Overall, the time to first endoscopic recurrence was longer among those originally assigned to infliximab than among those who received placebo (1,231 days vs. 460 days). Additionally, 77.8% of colonoscopies performed on patients who received infliximab identified disease in remission, compared with only 6.1% of colonoscopies performed in patients not receiving biologic therapy.

"This analysis reflects the intermittent nature of use of infliximab and strong temporal relationship between exposure to infliximab and the probability of being in disease remission. To illustrate, compared with those not on biologic therapy, the adjusted rate ratio of patients being in remission while on infliximab was 13.47," they explained.

Also, while the rate of re-resectional surgery was similar among patients who originally received placebo and those who originally received infliximab, the time to repeat surgery was longer for those who originally received infliximab (1,798 vs. 1,058 days), and four of the five infliximab-treated patients who underwent reoperation during long-term follow-up did so after discontinuing infliximab after the initial 12 months, four of six of those without reoperation remained on infliximab for all or nearly all of the follow-up period, and five of seven patients who initially received placebo and who did not undergo reoperation received infliximab for most of the post 1-year follow-up period.
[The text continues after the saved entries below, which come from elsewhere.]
PR #3559, opened 2023-07-22
update root OWNERS (remove inactive, add @thesuperzapper)

thesuperzapper:
This PR updates the root OWNERS to reflect the currently active and highly trusted maintainers of the website.

#### Regarding the `approvers`, the following actions are taken:

- Remove anyone who has not approved a PR in many years (or who has publicly left the project)
- Adds @thesuperzapper:
    -  _(NOTE: if adding me is too controversial with the remaining approvers, I am happy to make a separate PR for further discussion)_
- This leaves the following members:
    - @chensun
    - @james-jwu
    - @thesuperzapper
    - @zijianjoy

#### Regarding the `reviewers`, the following actions are taken:

- Aligns them exactly with the `approvers`:
    - This is NOT a reflection on anyone who was removed, it's just that there is no practical reason to have root `reviewers` who are separate from the `approvers`.
    - This ensures PRs that make changes to something that ONLY a root approver can approve are automatically assigned to the root approvers for review. 
    - _(NOTE: root `reviewers` are only assigned by the bot when a file does not have a more specific OWNER reviewer)_

### DIFF
--- a/OWNERS
+++ b/OWNERS
@@ -1,18 +1,10 @@
 approvers:
-  - animeshsingh
   - chensun
   - james-jwu
-  - knkski
-  - shannonbradshaw
+  - thesuperzapper
   - zijianjoy
 reviewers:
-  - 8bitmp3
-  - aronchick
-  - berndverst
-  - dansanche
-  - dsdinter
-  - Jeffwan
-  - jinchihe
-  - nickchase
-  - pdmack
-  - terrytangyuan
+  - chensun
+  - james-jwu
+  - thesuperzapper
+  - zijianjoy


thesuperzapper:
@zijianjoy @chensun @james-jwu as you are currently the only active root owners, one of you will need to approve this.

Happy to discuss this further in the next community meeting.

terrytangyuan (commented):
I don't understand the intention of this change. What is the definition of "approver" and "reviewer" here?

OWNERS
```diff
@@ -1,18 +1,10 @@
 approvers:
-  - animeshsingh
   - chensun
   - james-jwu
-  - knkski
-  - shannonbradshaw
+  - thesuperzapper
   - zijianjoy
 reviewers:
```
terrytangyuan, line 6: We need a clear definition of this. I feel like this should be the same as approvers at root level since we already have repo/component level OWNERs.

OWNERS
```diff
@@ -1,18 +1,10 @@
 approvers:
```
terrytangyuan, line 1: This should be org owners/governing board, IMO.

chensun:
I suggest we don't add new approvers at this point until we finalize the governance structure. 

/hold

OWNERS
thesuperzapper: I am a little confused about what you are saying here.

This PR is specifically about the root OWNERS for the repo, which are a "fallback" if a more specific reviewer/approver is not defined for a PR.

The main issue is that the websites' structure almost always requires a root approver due to configs being at relatively top-level folders (e.g. redirects, and git-submodules for the docsy theme).

OWNERS
thesuperzapper: For many repos, that would be sensible, but for the website, many standard changes, including updating redirects and applying security updates require a top-level approver given how the folders are required to be structured.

"Among patients on infliximab therapy for at least 60% of the full study period, and irrespective of initial random assignment, the rate of surgical re-resection was significantly lower, compared with those with less frequent use of infliximab (20.0% vs. 64.3%)," the investigators wrote.

The study is limited by several factors, including the small sample size and open-label design, and the fact that stopping and starting therapy was allowed at the discretion of the patient’s physician, with no restrictions placed on the use of concomitant medications.

The findings suggest, however, that patients at high risk for postoperative Crohn’s disease recurrence may benefit from long-term anti-TNF maintenance, the investigators concluded, noting that "results from postoperative anti-TNF studies with larger sample size and randomization to immediate ‘top down’ treatment vs. waiting for endoscopic recurrence are anticipated," they said.

Dr. Regueiro reported serving as a consultant for AbbVie, Janssen, Shire, Takeda, and UCB.